The decision to front-load aggressive rate hikes is aimed at avoiding even steeper increases later on if inflation becomes more entrenched, something that would cause more damage to the economy and the job market than is currently envisioned. Undoubtedly, the Fed still has work to do, and the rate hike expected at the July 26-27 policy meeting will not be the last. Even after that increase, the Fed’s short-term policy rate would still be historically low relative to inflation and behaves more like a stimulus than an impediment to demand. The gap can be narrowed in two ways – through still higher rates or lower inflation. The faster inflation recedes, the less the Fed needs to raise interest rates.

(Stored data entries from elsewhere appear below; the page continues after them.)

Issue #521, opened 2023-11-13
[FEATURE] Exposing Anomaly Strategy Calculation Thresholds for Users


arsenalgunnershubert777:
**Is your feature request related to a problem? Please describe.**
Right now Anomaly Checks only return a success or fail response, but I'd like to retrieve the thresholds used in the Anomaly Strategy calculations. This would help DeeQu users clearly see what numbers the Anomaly Check actually used for the calculation.

**Describe the solution you'd like**
I'd like to have the Constraint Result return a field that contains thresholds used in the Anomaly Strategy. I'm also planning to make a pull request to implement this feature, and would love to hear your feedback on that.

**Describe alternatives you've considered**
N/A

**Additional context**
My current plan for implementing this feature is as follows:
1. [isNewestPointNonAnomalous function](https://github.com/awslabs/deequ/blob/54c5e48c21ebbe30a75c142e4621d5ca4669ab48/src/main/scala/com/amazon/deequ/checks/Check.scala#L429) currently is an assertion function that takes in a Double metric and returns a Boolean of if there are anomalies detected. Change this function to return an AnomalyAssertionResult which contains a Boolean and also Doubles to represent thresholds used in the Anomaly Strategy calculations.
2. Create an AnomalyBasedConstraint where the [pickValueAndAssert function](https://github.com/awslabs/deequ/blob/54c5e48c21ebbe30a75c142e4621d5ca4669ab48/src/main/scala/com/amazon/deequ/constraints/AnalysisBasedConstraint.scala#L67) will retrieve the Boolean from the anomalyAssertionResult.
3. Create an AnomalyConstraintResult with a field (or fields) for those thresholds, where the pickValueAndAssert function passes in those thresholds from the anomalyAssertionResult. Now the user can view the results.
4. In Constraint, make the [anomalyConstraint function](https://github.com/awslabs/deequ/blob/54c5e48c21ebbe30a75c142e4621d5ca4669ab48/src/main/scala/com/amazon/deequ/constraints/Constraint.scala#L227) use the AnomalyBasedConstraint class.
5. Make any necessary upstream or downstream changes to make the functionality work.
6. User inheritance, traits, and try to make the code as clean as possible.

PR #525, opened 2023-12-13
Exposing Helpful Anomaly Detection Metadata from Anomaly Strategies (ie Anomaly Thresholds)

arsenalgunnershubert777:
*Issue #, if available:*
[521](https://github.com/awslabs/deequ/issues/521)

*Description of changes:*

This PR adds functionality to expose anomaly detection metadata for anomaly checks

- AnomalyDetectionMetadata is a newly exposed field that contains information about the newest point that was run through the Anomaly Check, what the data value is, what the value being checked by the Anomaly Strategy is, what the thresholds used in the Anomaly Check are, if the data point was an Anomaly. The user is able to see these details from ConstraintResult.
- There are the following changes to make this happen
  - First of all the Anomaly class was changed into [AnomalyDetectionDataPoint class](https://github.com/arsenalgunnershubert777/deequ/blob/847d522eaba94e0e276240ef7631c15e85d2a149/src/main/scala/com/amazon/deequ/anomalydetection/DetectionResult.scala#L34)
    - This class added an anomalyMetricValue (Double), anomalyThreshold (AnomalyThreshold), isAnomaly (boolean)
      - [anomalyThreshold](https://github.com/arsenalgunnershubert777/deequ/blob/847d522eaba94e0e276240ef7631c15e85d2a149/src/main/scala/com/amazon/deequ/anomalydetection/DetectionResult.scala#L28) is single [AnomalyThreshold](https://github.com/arsenalgunnershubert777/deequ/blob/847d522eaba94e0e276240ef7631c15e85d2a149/src/main/scala/com/amazon/deequ/anomalydetection/DetectionResult.scala#L93) object
        - The AnomalyThreshold class has two [Bound](https://github.com/arsenalgunnershubert777/deequ/blob/847d522eaba94e0e276240ef7631c15e85d2a149/src/main/scala/com/amazon/deequ/anomalydetection/DetectionResult.scala#L101C1-L101C1) classes, for upper and lower bounds 
        - The Bound class contains a Double value and boolean if the Bound is inclusive or not
      - [anomalyMetricValue](https://github.com/arsenalgunnershubert777/deequ/blob/847d522eaba94e0e276240ef7631c15e85d2a149/src/main/scala/com/amazon/deequ/anomalydetection/DetectionResult.scala#L24) is the Double value being compared to the anomalyThresholds, this most of the time is the same as the data value but not always (like in rate of change strategies where the anomalyMetricValue is the change between data points)
      - [isAnomaly](https://github.com/arsenalgunnershubert777/deequ/blob/847d522eaba94e0e276240ef7631c15e85d2a149/src/main/scala/com/amazon/deequ/anomalydetection/DetectionResult.scala#L30) boolean is added because now the Anomaly Strategies output not just Anomaly data points, but all data points with Anomaly Check related information, this is so that the AnomalyThresholds can get passed to the user whether or not the data point was found to be an actual Anomaly. For example, see the [BatchNormalStrategy](https://github.com/arsenalgunnershubert777/deequ/blob/847d522eaba94e0e276240ef7631c15e85d2a149/src/main/scala/com/amazon/deequ/anomalydetection/BatchNormalStrategy.scala#L84-L94)
      - value (Double) field was renamed to [dataMetricValue](https://github.com/arsenalgunnershubert777/deequ/blob/847d522eaba94e0e276240ef7631c15e85d2a149/src/main/scala/com/amazon/deequ/anomalydetection/DetectionResult.scala#L23) to distinguish from anomalyMetricValue and indicate this is the data point value from the data series, it was also changed from Option[Double] because the Anomaly Check used a [Vector of Doubles ](https://github.com/arsenalgunnershubert777/deequ/blob/847d522eaba94e0e276240ef7631c15e85d2a149/src/main/scala/com/amazon/deequ/anomalydetection/AnomalyDetectionStrategy.scala#L30)
      - I added some comments, but I’m not too familiar about the confidence field (I see mostly 1.0 filled in for that), so I left a [TODO](https://github.com/arsenalgunnershubert777/deequ/blob/847d522eaba94e0e276240ef7631c15e85d2a149/src/main/scala/com/amazon/deequ/anomalydetection/DetectionResult.scala#L31) to fill in that definition in the class comments
  - As mentioned previously, [all the Anomaly Strategies](https://github.com/arsenalgunnershubert777/deequ/tree/anomaly-threshold-expose/src/main/scala/com/amazon/deequ/anomalydetection) now output all the AnomalyDetectionDataPoints with those extra Anomaly details corresponding to all the data points in the search interval, the isAnomaly boolean identifies if that data point is an anomaly
  - These AnomalyDetectionDataPoints are passed along the [AnomalyDetectionResult](https://github.com/arsenalgunnershubert777/deequ/blob/847d522eaba94e0e276240ef7631c15e85d2a149/src/main/scala/com/amazon/deequ/anomalydetection/DetectionResult.scala#L110) (renamed from DetectionResult) back through the [Anomaly assertion function](https://github.com/arsenalgunnershubert777/deequ/blob/847d522eaba94e0e276240ef7631c15e85d2a149/src/main/scala/com/amazon/deequ/checks/Check.scala#L438). 
    - This assertion function uses a new [AnomalyBasedConstraint class](https://github.com/arsenalgunnershubert777/deequ/blob/anomaly-threshold-expose/src/main/scala/com/amazon/deequ/constraints/AnomalyBasedConstraint.scala) to handle the assertion function [returning both an assertion boolean as well as the AnomalyDetectionDataPoint](https://github.com/arsenalgunnershubert777/deequ/blob/847d522eaba94e0e276240ef7631c15e85d2a149/src/main/scala/com/amazon/deequ/constraints/AnomalyBasedConstraint.scala#L50) of the newest data point. 
  - Since the anomaly check only checks the newest data point, there is returned a wrapper class called [AnomalyDetectionMetadata](https://github.com/arsenalgunnershubert777/deequ/blob/847d522eaba94e0e276240ef7631c15e85d2a149/src/main/scala/com/amazon/deequ/anomalydetection/DetectionResult.scala#L134) that contains that AnomalyDetectionDataPoint.
    - The above functionality is in a new [getNewestPointAnomalyResults](https://github.com/arsenalgunnershubert777/deequ/blob/847d522eaba94e0e276240ef7631c15e85d2a149/src/main/scala/com/amazon/deequ/checks/Check.scala#L1193) function in Check
    - In the future if the Anomaly Check focuses on multiple datapoints instead of just one, the AnomalyDetectionMetadata can be adjusted accordingly.
  - The anomaly detection metadata is [added to the ConstraintResult class](https://github.com/arsenalgunnershubert777/deequ/blob/847d522eaba94e0e276240ef7631c15e85d2a149/src/main/scala/com/amazon/deequ/constraints/Constraint.scala#L47) as an optional field
    - Maybe this can be separated into a different class that inherits from a common trait since the AnomalyDetectionMetadata does not pertain to other non anomaly checks
  - Tests are updated to reflect the above changes

Would love to hear any thoughts, feedback, things to change. Whether relating to overall design, or small renaming and code changes. Thanks so much!


rdsharma26:
Thank you @arsenalgunnershubert777 for the PR and happy new year! We will be reviewing the PR this week.

arsenalgunnershubert777:
@rdsharma26 thanks for the heads up! I am working on fixing the merge conflicts, should be done soon

rdsharma26:
@arsenalgunnershubert777 Thanks again for the PR and for your patience while we reviewed this PR.

Having looked deeper into the changes, I have one high level comment. This PR introduces changes that are backwards incompatible. Any consumer of Deequ who is using the `Anomaly` class or the `isNewestPointNonAnomalous` method in `Check.scala` will see their code fail to compile when they upgrade to this version of Deequ.

Could you update the PR such that the new class is added alongsde `Anomaly`? We can also create a new method called `isNewestPointNonAnomalousWithExtendedResult` which uses your new class as its return type.

arsenalgunnershubert777:
Hi @rdsharma26 thank you for the response. I have some questions for clarity. I will try to make changes to create new class and new method and work for backwards compatibility. But I'm wondering, in the VerificationRunBuilder, in order to make the Anomaly Check use the new feature, I would have to also update this [getAnomalyCheck method](https://github.com/awslabs/deequ/blob/f3222c1f0077ef3729a703117b391211d5e645e9/src/main/scala/com/amazon/deequ/VerificationRunBuilder.scala#L310) to use .isNewestPointAnomalousWithExtendedResult right? Would that make affect backwards compatibility? Let me know if my understanding of any of this is correct, thanks again!

rdsharma26:
> Hi @rdsharma26 thank you for the response. I have some questions for clarity. I will try to make changes to create new class and new method and work for backwards compatibility. But I'm wondering, in the VerificationRunBuilder, in order to make the Anomaly Check use the new feature, I would have to also update this [getAnomalyCheck method](https://github.com/awslabs/deequ/blob/f3222c1f0077ef3729a703117b391211d5e645e9/src/main/scala/com/amazon/deequ/VerificationRunBuilder.scala#L310) to use .isNewestPointAnomalousWithExtendedResult right? Would that change affect backwards compatibility as well? Let me know if my understanding of any of this is correct, thanks again!

Instead of updating, you will add a new method, which then uses the new `isNewestPointAnomalousWithExtendedResult` method. Think of the following 3 scenarios:

1. Anyone who is using Deequ's anomaly detection faces no interruption when upgrading their Deequ version to the one that contains your changes.
2. Anyone who wishes to use Deequ's anomaly detection can use your new method and reference the documentation on which one of the two methods to pick (vanilla results vs extended results). Therefore, do update the documentation as well.
3. Anyone who is using Deequ's anomaly detection feature and wishes to use your new feature can simply switch to the new method and everything should continue to work as expected. Again, updated documentation will help users with the transition.

arsenalgunnershubert777:
@rdsharma26 got it, that makes sense! I think I will add an optional parameter in the [getAnomalyCheckMethod](https://github.com/awslabs/deequ/blob/f3222c1f0077ef3729a703117b391211d5e645e9/src/main/scala/com/amazon/deequ/VerificationRunBuilder.scala#L302) to choose which method to use, and it can default to original method. That way everything should be compatible

rdsharma26:
> @rdsharma26 got it, that makes sense! I think I will add an optional parameter in both [addAnomalyCheck](https://github.com/awslabs/deequ/blob/f3222c1f0077ef3729a703117b391211d5e645e9/src/main/scala/com/amazon/deequ/VerificationRunBuilder.scala#L227) and [getAnomalyCheckMethod](https://github.com/awslabs/deequ/blob/f3222c1f0077ef3729a703117b391211d5e645e9/src/main/scala/com/amazon/deequ/VerificationRunBuilder.scala#L302) to choose which method to use, and it can default to original method. That way everything should be compatible

Sounds good. Looks like there is `AnomalyCheckConfig` available where this new config parameter could be added.

arsenalgunnershubert777:
Hi @rdsharma26 hope you are well, I created [new PR to make this backwards compatible](https://github.com/awslabs/deequ/pull/593) thanks!

sudsali:
Closing this PR since #593 is the PR with backward compatible function as requested.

The odds are that inflation will stay elevated at least through September, boosted by rising housing and labor costs and elevated energy prices, meaning that further rate increases would be needed to bring policy closer to neutrality. But the peak inflation should not be much higher than it is now, and price pressures are poised to ease later in the year and into early 2023 as the demand boost from excess savings and robust job growth fades, and business pricing power weakens. Supply-chain disruptions are also starting to ease, with shipping logjams clearing up and freight charges coming down. Energy prices are also slipping, owing to reduced demand that offset oil shortages linked to the war in Ukraine. This confluence of forces should allow the Fed to slow its rate-hiking campaign later this year, upping the chances of achieving a soft landing. While it may go too far in applying the brakes, as it has in the past, the healthy balance sheets of households and businesses should limit the damage and keep any recession on the mild side.